Our primary aim is to contribute to the creation of a system which is able to find interesting pieces of knowledge within specialised texts. There is no attempt being made towards the broader understanding of natural language. Our ambition is to be able to spot parts of the texts that may be of particular interest to the specialist of a given technical domain. As we shall see, the process does nevertheless require a kind of ‘primitive’ understanding of the text.
In creating this new language, we have been motivated by two facts which, despite being intuitively obvious, are challenging when used as a base for the building of a computer system.
The first of these is that the number of genre specific texts is increasing exponentially. It follows that humans can no longer handle these masses of texts and the whole process has to be automated. The scientific community is certainly aware of this need as it is exemplified by the large number of competitions and challenges, dealing with many topics expressed in many different languages. This has led to the development of software solutions devoted to solving at least one of the problems encountered for each step of the overall process. In order to make these steps explicit, let us propose a tentative list of the main steps involved. The text mining process starts by gathering the texts of interest, what we will refer to as ‘text gathering’. The process ends when the desired information has been found in the text. This final step is identified here as ‘information extraction’. There is a large set of intermediate steps which take place between these two steps, and the precise set of steps depends on the state of the retrieved texts and the nature of the information sought. The following sequence shows one possible ordering of the necessary intermediate steps:
text gathering → sorting → standardization → creation/improvement of lexicon → tagging and/or parsing → terminology → concept recognition → co-reference resolution → finding the relations among concepts → information extraction.

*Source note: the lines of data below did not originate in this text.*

PR #781, opened 2015-05-04
Failing test for nested attributes issue

ronan-mch:
Hi,

Here is a couple of tests that demonstrate the nested models problem described in the mail. When creating this PR I discovered that the test fails regardless of whether they're ActionController::Parameters or not, so I guess that part is unimportant. Note also that when debugging this problem locally, I found that the Work object first began to have extra titles after [the creation of the LDP source](https://github.com/projecthydra/active_fedora/blob/master/lib/active_fedora/persistence.rb#L151) in the Persistence module. I wasn't able to figure out why though.

### DIFF
--- a/Gemfile
+++ b/Gemfile
@@ -9,6 +9,7 @@ gem 'byebug' unless ENV['TRAVIS']
 group :test do
   gem 'simplecov', require: false
   gem 'coveralls', require: false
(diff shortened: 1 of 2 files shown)


jcoyne:
Superseded by #783

PR #783, opened 2015-05-04
CollectionAssociation should generate a solr query lazily

jcoyne:
When a CollectionAssociation is loaded before the owing object is saved
the solr query is produced without the id of the owner, so all the
objects of the correct type are returned.
Ref #781

### DIFF
--- a/lib/active_fedora/associations/collection_association.rb
+++ b/lib/active_fedora/associations/collection_association.rb
@@ -3,11 +3,6 @@ module ActiveFedora
     class CollectionAssociation < Association #:nodoc:
       attr_reader :proxy
 
-      def initialize(owner, reflection)
-        super
-        construct_query
-      end
-
       # Implements the reader method, e.g. foo.items for Foo.has_many :items
       # @param opts [Boolean, Hash] if true, force a reload
       # @option opts [Symbol] :response_format can be ':solr' to return a solr result.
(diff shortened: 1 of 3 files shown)


lib/active_fedora/associations/collection_association.rb
```diff
@@ -330,11 +326,12 @@ def reset_target!
...
 
         def construct_query
-
-          #TODO use primary_key instead of id
-          clauses = { find_reflection => @owner.id }
-          clauses[:has_model] = @reflection.class_name.constantize.to_class_uri if @reflection.class_name && @reflection.class_name != 'ActiveFedora::Base'
-          @counter_query = @finder_query = ActiveFedora::SolrQueryBuilder.construct_query_for_rel(clauses)
+          @solr_query ||= begin
+            #TODO use primary_key instead of id
+            clauses = { find_reflection => @owner.id }
```
awead: Do we care about hash rockets here?

jcoyne: How do you suggest writing this?

terrellt: @awead It's the only way - 1.9 syntax only works for symbols.

mjgiarlo: What @terrellt said.

PR #786, opened 2015-05-05
Track type as a changed attribute in MetadataNode

jcoyne:


terrellt:
@jcoyne Was there a bug this fixes?

jcoyne:
@terrellt nothig that I logged, but yes, type wasn't getting set on files.

jcoyne:
Hold off on merging this. It needs one more thing.

PR #788, opened 2015-05-06
Add direct containers

jcoyne:
You can use the containers by calling:
```ruby
class FooHistory < ActiveFedora::Base
   directly_contains :files, predicate:
   ::RDF::URI.new("http://example.com/hasFiles"), class_name: 'Thing'
end
```
if you don't specify a class_name it will default to ActiveFedora::File

### DIFF
--- a/lib/active_fedora/associations/builder/directly_contains.rb
+++ b/lib/active_fedora/associations/builder/directly_contains.rb
@@ -1,0 +1,23 @@
+module ActiveFedora::Associations::Builder
+  class DirectlyContains < CollectionAssociation #:nodoc:
+    self.macro = :directly_contains
+    self.valid_options += [:has_member_relation, :is_member_of_relation]
+    self.valid_options -= [:predicate]
+
+    def build
+      reflection = super
+      configure_dependency
+      reflection
+    end
+
+    def validate_options
+      super
+      if !options[:has_member_relation] && !options[:is_member_of_relation]
+        raise ArgumentError, "You must specify a predicate for #{name}"
+      elsif !options[:has_member_relation].kind_of?(RDF::URI) && !options[:is_member_of_relation].kind_of?(RDF::URI)
+        raise ArgumentError, "Predicate must be a kind of RDF::URI"
+      end
+    end
+  end
+end
+
--- a/lib/active_fedora/associations/directly_contains_association.rb
+++ b/lib/active_fedora/associations/directly_contains_association.rb
@@ -1,0 +1,60 @@
+module ActiveFedora
+  module Associations
+    class DirectlyContainsAssociation < CollectionAssociation #:nodoc:
+
+      def insert_record(record, force = true, validate = true)
+        container.save!
+        if force
+          record.save!
+        else
+          record.save(validate: validate)
+        end
+      end
+
+      def reader
+        @records ||= ContainerProxy.new(self)
+      end
+
+      def find_target
+        query_node = if container_predicate = options[:has_member_relation]
+           owner
+        else
+          container_predicate = ::RDF::Vocab::LDP.contains
+          container
+        end
+
+        uris = query_node.resource.query(predicate: container_predicate).map { |r| r.object.to_s }
+
+        uris.map { |object_uri| klass.find(klass.uri_to_id(object_uri)) }
+      end
+
+      def container
+        @container ||= begin
+          DirectContainer.find_or_initialize(ActiveFedora::Base.uri_to_id(uri)).tap do |container|
+            container.parent = @owner
+            container.has_member_relation = Array(options[:has_member_relation])
+            container.is_member_of_relation = Array(options[:is_member_of_relation])
+          end
+        end
+      end
+
+      protected
+
+        def count_records
+          load_target.size
+        end
+
+        def initialize_attributes(record) #:nodoc:
+          record.uri = ActiveFedora::Base.id_to_uri(container.mint_id)
+          set_inverse_instance(record)
+        end
+
+      private
+
+        def uri
+          raise "Can't get uri. Owner isn't saved" if @owner.new_record?
+          "#{@owner.uri}/#{@reflection.name}"
+        end
+    end
+  end
+end
--- a/lib/active_fedora/containers/container.rb
+++ b/lib/active_fedora/containers/container.rb
@@ -1,0 +1,30 @@
+module ActiveFedora
+  # This is the base class for ldp containers, it is not an ldp:BasicContainer
+  class Container < ActiveFedora::Base
+
+    property :membership_resource, predicate: ::RDF::Vocab::LDP.membershipResource
+    property :has_member_relation, predicate: ::RDF::Vocab::LDP.hasMemberRelation
+    property :is_member_of_relation, predicate: ::RDF::Vocab::LDP.isMemberOfRelation
+
+    def parent
+      @parent || raise("Parent hasn't been set on #{self.class}")
+    end
+
+    def parent=(parent)
+      @parent = parent
+      self.membership_resource = [::RDF::URI(parent.uri)]
+    end
+
+    def mint_id
+      "#{id}/#{SecureRandom.uuid}"
+    end
+
+    def self.find_or_initialize(id)
+      find(id)
+    rescue ActiveFedora::ObjectNotFoundError
+      new(id)
+    end
+  end
+end
+
+
--- a/spec/integration/direct_container_spec.rb
+++ b/spec/integration/direct_container_spec.rb
@@ -1,0 +1,151 @@
+require 'spec_helper'
+
+describe "Direct containers" do
+  describe "#directly_contains" do
+    context "when the class is ActiveFedora::File" do
+      before do
+        class FooHistory < ActiveFedora::Base
+           directly_contains :files, has_member_relation: ::RDF::URI.new("http://example.com/hasFiles")
+        end
+      end
+      after do
+        Object.send(:remove_const, :FooHistory)
+      end
+
+      let(:file) { o.files.build }
+      let(:reloaded) { FooHistory.find(o.id) }
+
+      context "with no files" do
+        let(:o) { FooHistory.new }
+        subject { o.files }
+
+        it { is_expected.to be_empty }
+        it { is_expected.to eq [] }
+      end
+
+      context "when the object exists" do
+        let(:o) { FooHistory.create }
+
+        before do
+          file.content = "HMMM"
+          o.save
+        end
+
+        describe "#first" do
+          subject { reloaded.files.first }
+          it "has the content" do
+            expect(subject.content).to eq 'HMMM'
+          end
+        end
+
+        describe "#to_a" do
+          subject { reloaded.files }
+          it "has the content" do
+            expect(subject.to_a).to eq [file]
+          end
+        end
+
+        describe "#append" do
+          let(:file2) { o.files.build }
+          it "has two files" do
+            expect(o.files).to eq [file, file2]
+          end
+
+          context "and then saved/reloaded" do
+            before do
+              file2.content = "Derp"
+              o.save!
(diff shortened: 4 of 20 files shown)


awead:
Since @hectorcorrea and @terrellt are already looking at this, I'm giving this a tentative :+1: as long as it can create things that look like what's been outlined in https://github.com/awead/sufia-pcdm. I'm happy to give this a try, if you want.

spec/integration/direct_container_spec.rb
```diff
@@ -0,0 +1,105 @@
...
+        end
+
+        describe "#first" do
+          subject { reloaded.files.first }
+          it "has the content" do
+            expect(subject.content).to eq 'HMMM'
+          end
+        end
+
+        describe "#to_a" do
```
terrellt: Should we have a test for what happens when there are no files?

lib/active_fedora/containers/container.rb
```diff
@@ -0,0 +1,28 @@
+module ActiveFedora
+  class Container < ActiveFedora::Base
```
terrellt: Maybe a comment that makes it clear that this isn't an object representation of a BasicContainer

lib/active_fedora/containers/container.rb
```diff
@@ -0,0 +1,28 @@
...
+
+    property :membership_resource, predicate: ::RDF::Vocab::LDP.membershipResource
```
terrellt: Validations for these necessary?

lib/active_fedora/associations/directly_contains_association.rb
```diff
@@ -0,0 +1,54 @@
...
+        return true
+      end
+
+      def reader
+        @records ||= ContainerProxy.new(self)
+      end
+
+      def find_target
+        uris = owner.resource.query(predicate: options[:predicate]).map { |r| r.object.to_s }
+        if klass <= ActiveFedora::File # a subclass of file
```
terrellt: I thought the operator for this was `<`

lib/active_fedora/associations/directly_contains_association.rb
```diff
@@ -0,0 +1,54 @@
...
+          uris.map { |uri| klass.new(uri) }
```
terrellt: ActiveFedora::File doesn't respond to #find?

jcoyne: Nope

lib/active_fedora/associations/directly_contains_association.rb
jcoyne: I want same as or a subclass of, so: `<=`

lib/active_fedora/containers/container.rb
jcoyne: It's already validated. If you remove this line the tests fail.

lib/active_fedora/associations/directly_contains_association.rb
terrellt: Can we make it?

lib/active_fedora/containers/container.rb
terrellt: Because of LDP?

lib/active_fedora/containers/container.rb
```diff
@@ -0,0 +1,28 @@
...
+    def parent=(parent)
+      @parent = parent
+      self.membership_resource = [::RDF::URI(parent.uri)]
+    end
+
+    def mint_id
+      "#{id}/#{SecureRandom.uuid}"
+    end
+
+    def self.find_or_initialize(id)
```
terrellt: Should this be on AF::Base?

lib/active_fedora/containers/container.rb
terrellt: Ah, no, because it's only using Container through that relation. I could do Container.new.save! and it'd run fine

jcoyne: because: `NoMethodError:  undefined method `membership_resource='`

lib/active_fedora/containers/container.rb
jcoyne: I don't see a reason to move it there unless there's anyone else who would want to use this.

terrellt: I guess I'm not sure what's special about Containers that would make us want to find_and_initialize here but not there.

lib/active_fedora/containers/container.rb
terrellt: I meant a presence validation.

lib/active_fedora/associations/directly_contains_association.rb
jcoyne: That seems like extra work, because we'd do a uri -> id -> uri for no benefit.

lib/active_fedora/containers/container.rb
jcoyne: I don't understand how that would happen. We're always building it correctly, so why have a check that costs cycles and brings no benefit?

lib/active_fedora/containers/container.rb
jcoyne: It's a very specific method and is hardly ever useful. We've received complaints about the API being overly broad, so I don't want to expand it unless you can show me a case where you would use it.

spec/integration/direct_container_spec.rb
jcoyne: Added. See line 18

hectorcorrea:
@jcoyne This implementation only address the scenario in which the direct container is created with a ` hasMemberRelation`. 

In other words, it does not let you create direct containers with `isMemberOfRelation` instead of `hasMemberRelation`, right? 

I am asking because we might need support for `isMemberRelation` in the implementation of PCDM (see here: https://wiki.duraspace.org/display/FEDORA4x/LDP-PCDM-F4+In+Action#LDP-PCDM-F4InAction-Ordering-CreateDirectContainer)

jcoyne:
@hectorcorrea I'm not seeing where isMemberRelation is used in PCDM (in the link you sent me). Can you help me find that?

lib/active_fedora/associations/directly_contains_association.rb
terrellt: I think there's a lot of benefit in just sending messages and not having to do a class check to get our functionality. Happy to be overridden.

hectorcorrea:
@jcoyne Look for 

```
Like the "pages/" DirectContainer in an earlier example, the "orderProxies/" includes the ldp:membershipResource property ("raven/"). However, it is important to point out that the "orderProxies/" DirectContainer *does not* have the ldp:hasMemberRelation property defined, but instead uses ldp:isMemberOfRelation of "ore:proxyIn".
By using ldp:isMemberOfRelation, the auto-created triple resulting from the addition of a new child resource within "orderProxies/" will take the form

<new-resource> <ore:proxyIn> <http://localhost:8080/fcrepo/rest/objects/raven/>
```

hectorcorrea:
@jcoyne This PR is +1 for me, though. We could handle the scenario of supporting `isMemberOfRelation` as a separate PR.

hectorcorrea:
@jcoyne I didn't realize the Duraspace Wiki page does not open all the child pages by default. Search for "Ordering In Action" instead, open the "Ordering Creation Details..." link, and then you'll see the text that I mentioned under "Ordering - Create DirectContainer"

lib/active_fedora/containers/container.rb
hectorcorrea: +1 for keeping the API narrow.

no-reply: I'm also :+1: on keeping the API small, but that seems like a motivation to make this method private, or to consider a builder pattern, not to tuck it away in the subclass.  My concern would be that the outcome here is that we end up with an API that is both big *and* inconsistent.

jcoyne:
@hectorcorrea the latest version lets you set `isMemberOfRelation`

lib/active_fedora/containers/container.rb
jcoyne: @no-reply I don't know what that means. Care to make a pull request or show me what you're talking about?

jcoyne: @no-reply Specifically in relation to the original comment which said to move this method to AF::Base. Seems like keeping it just on containers keeps the AF::Base api smaller.

lib/active_fedora/associations/builder/directly_contains.rb
```diff
@@ -0,0 +1,23 @@
...
+    def build
+      reflection = super
+      configure_dependency
+      reflection
+    end
+
+    def validate_options
+      super
+      if !options[:has_member_relation] && !options[:is_member_of_relation]
+        raise ArgumentError, "You must specify a predicate for #{name}"
```
hectorcorrea: {name} ?

lib/active_fedora/associations/directly_contains_association.rb
```diff
@@ -0,0 +1,64 @@
...
+  module Associations
+    class DirectlyContainsAssociation < CollectionAssociation #:nodoc:
+
+      def insert_record(record, force = true, validate = true)
+        container.save!
+        if record.new_record?
+          if force
+            record.save!
+          else
+            return false unless record.save(validate: validate)
```
hectorcorrea: shouldn't `return record.save(validate: validate)` be clearer?

lib/active_fedora/associations/builder/directly_contains.rb
jcoyne: ?

lib/active_fedora/associations/directly_contains_association.rb
jcoyne: Fixed.

spec/integration/direct_container_spec.rb
```diff
@@ -0,0 +1,151 @@
...
+      before do
+        class FooHistory < ActiveFedora::Base
+           directly_contains :files, has_member_relation: ::RDF::URI.new("http://example.com/hasFiles")
+        end
+      end
+      after do
+        Object.send(:remove_const, :FooHistory)
+      end
+
+      let(:file) { o.files.build }
```
hectorcorrea: I found it somewhat non-intuitive to use `build` rather than something line `add` or `create` but I guess since `build` is the ActiveRecord standard we should go with it. (sincerely, the the department of pointless comments)

hectorcorrea:
@jcoyne The `isMemberOfRelation` implementation looks great. I documented[1] the questions that we had yesterday over IRC about how the containment is represented when using `isMemberOfRelation` vs `hasMemberRelation` in case somebody wonders about it later. 

[1] https://gist.github.com/hectorcorrea/b7c80ce00914040c5ed7

lib/active_fedora/associations/builder/directly_contains.rb
hectorcorrea: where is name defined?

jcoyne: In the superclass

jcoyne: Oh, yes, it is in the superclass: https://github.com/projecthydra/active_fedora/blob/master/lib/active_fedora/associations/builder/association.rb#L9

lib/active_fedora/containers/container.rb
terrellt: @jcoyne I mean, this keeps the AF::Base API smaller, but just trades that concern with an inconsistent access API, no?

I'm not willing to hold this up just for this, but it was a concern

terrellt:
I'm :+1: at this point. Any lingering issues?

lib/active_fedora/containers/container.rb
no-reply: Yeah, this is not a blocker. It's a philosophical/design difference that we should probably resolve elsewhere.

PR #980, opened 2016-02-08
Don't default facet.limit

jcoyne:
When this happens, facets only show the first 10 values and don't give
any indication that there is more than 10 (the more >>) link.  This will
allow users to customize a sensible limit in their Blacklight
Configuration

### DIFF
--- a/lib/generators/active_fedora/config/solr/templates/solr/config/solrconfig.xml
+++ b/lib/generators/active_fedora/config/solr/templates/solr/config/solrconfig.xml
@@ -119,9 +119,6 @@
 
        <str name="facet">true</str>
        <str name="facet.mincount">1</str>
-       <str name="facet.limit">10</str>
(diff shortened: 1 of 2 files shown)


lib/generators/active_fedora/config/solr/templates/solr/config/solrconfig.xml
```diff
@@ -119,9 +119,6 @@
 
        <str name="facet">true</str>
        <str name="facet.mincount">1</str>
-       <str name="facet.limit">10</str>
-       <str name="facet.field">active_fedora_model_ssi</str>
```
cbeer: Did you mean to also remove these `facet.field` entries (not that I'm defending them..)?

jcoyne: Yes. I can't see any reason they're needed

PR #988, opened 2016-02-12
Share the test server method with downstream apps

jcoyne:
In your rake file add:
```ruby
 require 'active_fedora/rake_support'
```
Then you can define a task using with_test_server. For example:
```ruby
  task :ci do
    with_test_server do
      Rake::Task['spec'].invoke
    end
  end
```


awead:
:+1:

PR #993, opened 2016-02-15
Generalize the with_server method

jcoyne:
This will enable Hydra-head to provide a rake task that starts up a
development server.


awead:
:+1: Great! Will there need to be any documentation about the ENV variables, or is this a one-line rake task kind of thing?

jcoyne:
@awead I don't think so. This PR isn't adding any new variables, it's just allowing it to work with other environments. The rake task to go into Hydra-head should look like this: https://gist.github.com/jcoyne/166cefa9d917877dc2d0

PR #1002, opened 2016-03-09
Unify type to model mapping code

cbeer:
This pull request extracts two new classes from formerly class-level methods:

- `ModelClassifier` - for turning strings into class instances, and choosing the "best" match from a list
- `DefaultModelMapper` - for extracting model mapping information from resources or solr documents

This is a start at providing a flexible way to select appropriate model classes from resource data (say, from a different Solr field, or more complex logic).

### DIFF
--- a/lib/active_fedora/model.rb
+++ b/lib/active_fedora/model.rb
@@ -53,7 +53,7 @@ module ActiveFedora
         ActiveFedora::Base.logger.warn "'#{model_value}' is not a real class" if ActiveFedora::Base.logger
         return nil
       end
-      ActiveFedora.class_from_string(model_value)
+      ActiveFedora::Model.class_from_string(model_value)
     end
 
     def self.class_exists?(class_name)
--- a/lib/active_fedora/model.rb
+++ b/lib/active_fedora/model.rb
@@ -5,21 +5,6 @@ module ActiveFedora
   # This module mixes various methods into the including class,
   # much in the way ActiveRecord does.
   module Model
-    def self.best_class_from_uris(uris, default: nil)
-      best_model_match = default
-
-      uris.each do |uri|
-        model_value = from_class_uri(uri)
-        next unless model_value
-        best_model_match ||= model_value
-
-        # If there is an inheritance structure, use the most specific case.
-        best_model_match = model_value if best_model_match > model_value
-      end
-
-      best_model_match || ActiveFedora::Base
-    end
-
     # Convenience method for getting class constant based on a string
     # @example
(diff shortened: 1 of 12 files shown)


lib/active_fedora/model.rb
```diff
@@ -5,6 +5,45 @@ module ActiveFedora
   # This module mixes various methods into the including class,
   # much in the way ActiveRecord does.
   module Model
+    def self.best_class_from_uris(uris, default: nil)
```
mjgiarlo: I'm wondering if this can be tightened up a bit by removing the primitive as a default, like the following (but I'm not sure a case or two don't fall out of this one):

```ruby
def self.best_class_from_uris(uris, default: ActiveFedora::Base)
  best_model_match = default

  uris.each do |uri|
    model_value = from_class_uri(uri)
    next unless model_value

    # If there is an inheritance structure, use the most specific case.
    best_model_match = model_value if best_model_match > model_value
  end

  best_model_match
end
```

mjgiarlo: When you get out of WIP mode, it would be good to see some YARD docs for this method, even if it's just a one-line description + some `@examples`, like the method beneath it.

lib/active_fedora/query_result_builder.rb
```diff
@@ -29,20 +29,13 @@ def self.classes_from_solr_document(hit, _opts = {})
...
-        # Set as the first model in case opts[:class] was nil
-        best_model_match ||= model_value
-
-        # If there is an inheritance structure, use the most specific case.
-        best_model_match = model_value if best_model_match > model_value
-      end
+      models = Array(hit[HAS_MODEL_SOLR_FIELD])
+      best_model_match = ActiveFedora.model_mapper.best_class_from_uris(models, default: default_model)
 
       ActiveFedora::Base.logger.warn "Could not find a model for #{hit['id']}, defaulting to ActiveFedora::Base" if ActiveFedora::Base.logger && !best_model_match
```
mjgiarlo: This is true, but I wonder if this logger message ought to move into `best_class_from_uris` since that's where the defaulting is happening now.

lib/active_fedora/model.rb
cbeer: Of course; I think this method is about to disappear entirely.

lib/active_fedora/query_result_builder.rb
cbeer: Sure; can you confirm if it also makes sense to log that error from https://github.com/projecthydra/active_fedora/blob/master/lib/active_fedora/relation/finder_methods.rb#L197?

PR #1009, opened 2016-03-15
Rename find_with_conditions and find_in_batches to search_with_conditions and search_in_batches

cbeer:
`find_with_conditions` and `find_in_batches` return Solr results, not class instances. Rename these methods (and provide appropriate deprecation warnings) to clarify the intent.

### DIFF
--- a/lib/active_fedora/relation/finder_methods.rb
+++ b/lib/active_fedora/relation/finder_methods.rb
@@ -87,7 +87,7 @@ module ActiveFedora
       return false unless conditions
       case conditions
       when Hash
-        find_with_conditions(conditions, rows: 1).present?
+        search_with_conditions(conditions, rows: 1).present?
       when String
         find(conditions).present?
       else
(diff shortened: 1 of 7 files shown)


lib/active_fedora/relation/finder_methods.rb
```diff
@@ -105,12 +105,18 @@ def exists?(conditions)
...
-    def find_with_conditions(conditions, opts = {})
+    def search_with_conditions(conditions, opts = {})
       # set default sort to created date ascending
       opts[:sort] = @klass.default_sort_params unless opts.include?(:sort)
       SolrService.query(create_query(conditions), opts)
     end
 
+    # @deprecated
+    def find_with_conditions(*args)
+      Deprecation.warn(ActiveFedora::Base, '.find_with_conditions is deprecated; use .search_with_conditions instead')
```
mjgiarlo: Should we add that it'll be going away in 11.0.0 or some such indication of the *when*?

lib/active_fedora/relation/finder_methods.rb
```diff
@@ -163,6 +168,12 @@ def find_in_batches(conditions, opts = {})
       end
     end
 
+    # @deprecated
+    def find_in_batches(*args)
+      Deprecation.warn(ActiveFedora::Base, '.find_in_batches is deprecated; use .search_in_batches instead')
```
mjgiarlo: Should we add that it'll be going away in 11.0.0 or some such indication of the *when*?

mjgiarlo:
Should we clarify *when* the new deprecations will go into effect? Other than that, I'm :+1: on the change.

mjgiarlo:
:+1: :shipit: 

Thanks, @cbeer

PR #1011, opened 2016-03-15
Extract SolrHit class to wrap Solr response documents

cbeer:


lib/active_fedora/solr_hit.rb
```diff
@@ -0,0 +1,71 @@
...
+
+    attr_reader :document
+
+    def initialize(document)
+      super
+      @document = document
+    end
+
+    def id
+      document[ActiveFedora.id_field]
```
cbeer: I went back and forth about whether this should be `document` or `self`. I landed on `document`, because I anticipate (some day) discouraging consumers from trying to access the raw solr response (and strongly suggesting `instantiate_with_json` or `reify` instead). I addressed all non-test hash access in ActiveFedora, so I'm optimistic that this may be possible.

awead: :+1: I try to avoid doing that as well.

awead:
@cbeer any similarities/alignments between SolrHit and Blacklight::Solr::Response ?

cbeer:
They sure are similar, but without introducing a dependency on blacklight (or extracting all the model stuff  into a separate gem), I'm not sure what to do about it now.

awead:
@cbeer yeah, I wasn't suggesting that we go down that road, yet at least, but just wanted to make sure I understood. I'm :+1: on the PR. @jcoyne ?

PR #1012, opened 2016-03-16
Add default scopes

jcoyne:
These are used by GlobalID, which we should add in the future so we can
use ActiveFedora with ActiveJob


jcoyne:
This is odd:
```
rspec spec/unit/callback_spec.rb:40 spec/unit/scoping_spec.rb
Run options: include {:locations=>{"./spec/unit/callback_spec.rb"=>[27]}}
.F.
```
But no failures if I just call:
```
rspec spec/unit/scoping_spec.rb
..
```

mjgiarlo:
:+1:

PR #1021, opened 2016-03-16
Tell contained resources what container saves them

tpendragon:


mjgiarlo:
:ok_hand:

spec/integration/contains_association_spec.rb
```diff
@@ -16,7 +16,9 @@ class Source < ActiveFedora::Base
       s = Source.new
       s.sub_resource.title = "Test"
       expect(s.sub_resource).not_to be_persisted
+      allow(s.sub_resource).to receive(:save).and_call_original
       expect { s.save }.not_to raise_error
+      expect(s.sub_resource).to have_received(:save).with(container: s)
```
jcoyne: I'm not sure we should be using spys in an integration test. Can you write a model that would actually use the new behavior?

tpendragon: Sure, there ya go.

jcoyne:
:+1:

tpendragon:
This isn't useful to the AF::Aggregations PR anymore, so closing it.

PR #1022, opened 2016-03-16
Remove or deprecate unused code

cbeer:


lib/active_fedora/associations/belongs_to_association.rb
```diff
@@ -36,16 +36,6 @@ def remove_keys
           owner[reflection.foreign_key] = nil
         end
 
-        # Constructs a query that checks solr for the correct id & class_name combination
-        def construct_query(ids)
```
cbeer: This seems vaguely important, but doesn't seem to be used..

jcoyne: It was added here: https://github.com/projecthydra/active_fedora/commit/8ac538eb4442bde23e561735e00d28ff50d55744

jcoyne: It should have been removed here: https://github.com/projecthydra/active_fedora/commit/bbf94f4354b83f0e3463b0ab19e3bb86b63203e8

PR #1024, opened 2016-03-17
Begin updating associations to latest Rails conventions

cbeer:
Slowly pulling our associations code up to date with the latest Rails developments.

In the following, when speaking of any step in particular, we will always assume that all n-k steps have been executed before the current stepn. We shall not, however, assume that they have been correctly completed. One of the main difficulties is that these different levels of Natural Language (NL) processing are mutually dependent. In general, the context independent processes can be performed quite satisfactorily, while the context dependent ones are very challenging as we shall exemplify. Unfortunately, the users (and sometimes even the creators) of the ‘stepn specialized software’ are not aware that this software is absolutely unable to function properly if some of stepn-k has not been properly completed. For example, ‘sorting’, a step which will be described later in the paper, illustrates well the dependencies amongst steps. Sorting is not really context-dependent, as we shall explain, and therefore it is a step which should be completed relatively easily. However, an improperly performed stepn causes mistakes at stepn+k which then spread throughout the process. It is the context dependent steps which are most greatly affected by this. Since many of the context dependent mistakes of stepn-k cannot be detected before stepn, we need a language to backtrack and correct them. This defines the first primary constraint placed on CorTag’s development.